Your instructions: Copy, in full, each line of the material that holds the word "removed".

Records supplied:
== == ==

PR #661, opened 2026-01-15
Use MPI functions to fill RSA contexts in tests for RSA export

### LINKED ISSUE #576: Use MPI functions to fill RSA contexts in tests for RSA export
### Suggested enhancement

In tests like `mbedtls_rsa_export()`, `mbedtls_rsa_export_raw()` and similar (from `test_suite_rsa.function`) `mbedtls_rsa_import()` is used to parse the RSA key. This dates back to when `MBEDTLS_RSA_ALT` was a thing and fields of `rsa_context` structure were ideally unknown. But now that we've removed that option, we know we're using our own definition for the structure, so we can access the fields directly.
The goal of this task is to replace `mbedtls_rsa_import()` with MPI functions to directly fill the fields of the RSA structure.

This issue was suggested [here](https://github.com/Mbed-TLS/TF-PSA-Crypto/pull/559#discussion_r2536859124).

### Justification

TF-PSA-Crypto needs this because these tests are just for the export functionality in RSA so we can (slightly) "simplify" requirements.

valeriosetti:
## Description

Resolves #576
After this PR there is no remaining occurrence of `mbedtls_rsa_import` or `mbedtls_rsa_export`.

## PR checklist

- [x] **changelog** not required because: all removed functions were internal
- **tests**  provided


drivers/builtin/src/rsa.c
```diff
@@ -231,124 +223,113 @@ int mbedtls_rsa_parse_pubkey(mbedtls_rsa_context *rsa, const unsigned char *key,
...
-        (ret = mbedtls_asn1_write_mpi(p, start, &T)) < 0) {
-        goto end_of_export;
+    /* Export QP, DQ, DP */
+#if !defined(MBEDTLS_RSA_NO_CRT)
+    MBEDTLS_RSA_WRITE_MPI(&rsa->QP);
+    MBEDTLS_RSA_WRITE_MPI(&rsa->DQ);
+    MBEDTLS_RSA_WRITE_MPI(&rsa->DP);
+#else /* MBEDTLS_RSA_NO_CRT */
+    if ((ret = mbedtls_rsa_deduce_crt(&rsa->P, &rsa->Q, &rsa->D, &DP, &DQ, &QP)) != 0) {
+        return MBEDTLS_ERROR_ADD(MBEDTLS_ERR_RSA_BAD_INPUT_DATA, ret);
```
bjwtaylor: Do you need to go through the cleanup path to free DP, DQ and DP for this return and others?

drivers/builtin/src/rsa.c
```diff
@@ -231,124 +223,113 @@ int mbedtls_rsa_parse_pubkey(mbedtls_rsa_context *rsa, const unsigned char *key,
...
 
+#define MBEDTLS_RSA_WRITE_MPI(m)                               \
+    do {                                                        \
+        if ((ret = mbedtls_asn1_write_mpi(p, start, m)) < 0) {  \
+            goto end_of_export;                                 \
+        }                                                       \
+        len += ret;                                             \
+    } while (0)
+
 int mbedtls_rsa_write_key(const mbedtls_rsa_context *rsa, unsigned char *start,
```
bjwtaylor, line 291: Does this function need to validate that this is a private key prior to serialising private fields, to prevent a public key being serialised into a invalid private key?

drivers/builtin/src/rsa.c
```diff
@@ -231,124 +223,113 @@ int mbedtls_rsa_parse_pubkey(mbedtls_rsa_context *rsa, const unsigned char *key,
      *      publicExponent    INTEGER   -- e
      *  }
      */
+    mbedtls_mpi_init(&rsa->N);
```
bjwtaylor, line 226: Should this function perform a free prior to init, to prevent leaking of context?

tests/suites/test_suite_rsa.function
```diff
@@ -10,31 +10,55 @@
 
 static int mbedtls_rsa_test_fill_context(mbedtls_rsa_context *rsa,
                                          data_t *P_data, data_t *Q_data,
-                                         data_t *N_data, data_t *E_data)
+                                         data_t *N_data, data_t *E_data,
+                                         data_t *D_data)
 {
-    mbedtls_mpi N; mbedtls_mpi P; mbedtls_mpi Q;
-    mbedtls_mpi E; mbedtls_mpi D;
     int ret;
```
bjwtaylor: Existing issue, but should ret be initialised prior to use?

drivers/builtin/src/rsa.c
valeriosetti: Yes, nice catch, thanks!

drivers/builtin/src/rsa.c
valeriosetti: Adding a free before this initialization means that we allow for this function to be called in whatever scenario and if this were a public function we should take this possibility into account. However nowadays this function is only called from `mbedtls_psa_rsa_load_representation` which [always initialize](https://github.com/Mbed-TLS/TF-PSA-Crypto/blob/81436417ad175af6d4480311ab9e32825739502a/drivers/builtin/src/psa_crypto_rsa.c#L64) the RSA context before calling `mbedtls_rsa_parse_pubkey` so I think there is no problem in taking this shortcut.

drivers/builtin/src/rsa.c
valeriosetti: As for `mbedtls_rsa_parse_pubkey`, this function is private now and only called [here](https://github.com/Mbed-TLS/TF-PSA-Crypto/blob/81436417ad175af6d4480311ab9e32825739502a/drivers/builtin/src/psa_crypto_rsa.c#L164) where a check on the key type (public VS key-pair) is done before the call. I don't think relaxing checks is too bad in this case, wdyt?

tests/suites/test_suite_rsa.function
valeriosetti: I don't think there is any risk to return before `ret` being assigned in this function. `mbedtls_mpi_init` cannot fail and `MBEDTLS_MPI_CHK` sets `ret` internally.
Or better: the only case in which this can happen is if all the `X_data` input parameters are `NULL`. Not a really useful case, but I agree it's better to handle this.

drivers/builtin/src/rsa.c
```diff
@@ -231,124 +223,114 @@ int mbedtls_rsa_parse_pubkey(mbedtls_rsa_context *rsa, const unsigned char *key,
...
-    if ((ret = mbedtls_rsa_export(rsa, NULL, NULL, NULL, NULL, &T)) != 0 ||
-        (ret = mbedtls_asn1_write_mpi(p, start, &T)) < 0) {
+    /* Export QP, DQ, DP */
+#if !defined(MBEDTLS_RSA_NO_CRT)
+    MBEDTLS_RSA_WRITE_MPI(&rsa->QP);
+    MBEDTLS_RSA_WRITE_MPI(&rsa->DQ);
+    MBEDTLS_RSA_WRITE_MPI(&rsa->DP);
+#else /* MBEDTLS_RSA_NO_CRT */
+    if ((ret = mbedtls_rsa_deduce_crt(&rsa->P, &rsa->Q, &rsa->D, &DP, &DQ, &QP)) != 0) {
+        ret = MBEDTLS_ERROR_ADD(MBEDTLS_ERR_RSA_BAD_INPUT_DATA, ret);
```
gilles-peskine-arm: We don't add error codes any longer, so we should avoid `MBEDTLS_ERROR_ADD` in new code. Now it just returns `ret` (it would return `MBEDTLS_ERR_RSA_BAD_INPUT_DATA` if `ret` was 0 but that can't happen here).

```suggestion
```

drivers/builtin/src/rsa.c
gilles-peskine-arm: I'm fine with not checking, but please update the documentation in `rsa_internal.h`: it still documents an error if the key isn't a private key.

drivers/builtin/src/rsa.c
gilles-peskine-arm: Strictly speaking, calling `mbedtls_mpi_init` is not actually necessary, since the only usage site calls `mbedtls_rsa_init` immediately before this function, so `rsa->N` and `rsa-E` are all-bits zero at this point. All-bits-zero is not a valid MPI representation (the sign bit must be 1 or -1, and `mbedtls_mpi_init` sets it to 1), but it is good enough for `mbedtls_mpi_read_binary`.

However, I'm fine with keeping the `mbedtls_mpi_init` calls for robustsness. If we change the way `mbedtls_rsa_parse_pubkey` is used and it receives an uninitialized context, it's better to wipe it than call `free` on something that is not a heap pointer that we intended to free.

tests/suites/test_suite_rsa.function
```diff
@@ -10,31 +10,55 @@
...
+    if (D_data != NULL) {
+        MBEDTLS_MPI_CHK(mbedtls_mpi_read_binary(&rsa->D, D_data->x, D_data->len));
+    }
 
-    MBEDTLS_MPI_CHK(mbedtls_rsa_import(rsa, &N, &P, &Q, &D, &E));
+    if (mbedtls_mpi_size(&rsa->D) == 0) {
+        if ((mbedtls_mpi_size(&rsa->P) != 0) &&
+            (mbedtls_mpi_size(&rsa->Q) != 0) &&
+            (mbedtls_mpi_size(&rsa->E) != 0)) {
+            MBEDTLS_MPI_CHK(mbedtls_rsa_deduce_private_exponent(&rsa->P, &rsa->Q, &rsa->E,
```
gilles-peskine-arm, line 42: Why are we still using `mbedtls_rsa_deduce_private_exponent`? The API since TF-PSA-Crypto 1.0 has no way to construct an RSA key without providing the private exponent.

tests/suites/test_suite_rsa.function
```diff
@@ -10,31 +10,55 @@
...
+                                               &rsa->QP));
+    }
 #endif /* !MBEDTLS_RSA_NO_CRT */
 
 cleanup:
-    mbedtls_mpi_free(&N); mbedtls_mpi_free(&P); mbedtls_mpi_free(&Q);
-    mbedtls_mpi_free(&E); mbedtls_mpi_free(&D);
+    if (ret != 0) {
+        mbedtls_mpi_free(&rsa->N); mbedtls_mpi_free(&rsa->P); mbedtls_mpi_free(&rsa->Q);
+        mbedtls_mpi_free(&rsa->E); mbedtls_mpi_free(&rsa->D);
```
gilles-peskine-arm: Minor: can't we just do `mbedtls_rsa_free(N)`?

tests/suites/test_suite_rsa.function
```diff
@@ -10,31 +10,55 @@
 
 static int mbedtls_rsa_test_fill_context(mbedtls_rsa_context *rsa,
                                          data_t *P_data, data_t *Q_data,
-                                         data_t *N_data, data_t *E_data)
+                                         data_t *N_data, data_t *E_data,
+                                         data_t *D_data)
```
gilles-peskine-arm: Minor: it's weird to have parameters in the order primes, then public, then private exponent). Usually the order of parameters in an RSA key is public, then private exponent, then primes, then CRT. Or occasionally the private exponent is at the end. But the mixture of private and public makes it harder to follow.

gilles-peskine-arm (changes requested):
Mostly LGTM but please update the documentation in `rsa_internal.h`

tests/suites/test_suite_rsa.function
valeriosetti: There are test functions like `mbedtls_rsa_pkcs1_sign` where the D parameter is not provided. IMO it's easier to deduce it rather than update all test data. Wdyt?

gilles-peskine-arm: It's no longer an API function. I thought we could remove it, but it's actually the same function that's used while generating a key (which makes sense), so it won't go away from the library. Still, we should exclude it from builds that have RSA signature/decryption support but not key generation, and that would make it unavailable in tests in such a configuration. And, also, I think it makes sense to have all the expected key data in `.data` files: that makes it easier to cross-check, or to calculate the expected intermediate values externally when debugging a test failure. So I think we should complete the test data. But it makes sense that it's out of scope here. https://github.com/Mbed-TLS/TF-PSA-Crypto/issues/669

gilles-peskine-arm (approved):
LGTM

bjwtaylor (approved):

== == ==

Reply:
In tests like `mbedtls_rsa_export()`, `mbedtls_rsa_export_raw()` and similar (from `test_suite_rsa.function`) `mbedtls_rsa_import()` is used to parse the RSA key. This dates back to when `MBEDTLS_RSA_ALT` was a thing and fields of `rsa_context` structure were ideally unknown. But now that we've removed that option, we know we're using our own definition for the structure, so we can access the fields directly.
- [x] **changelog** not required because: all removed functions were internal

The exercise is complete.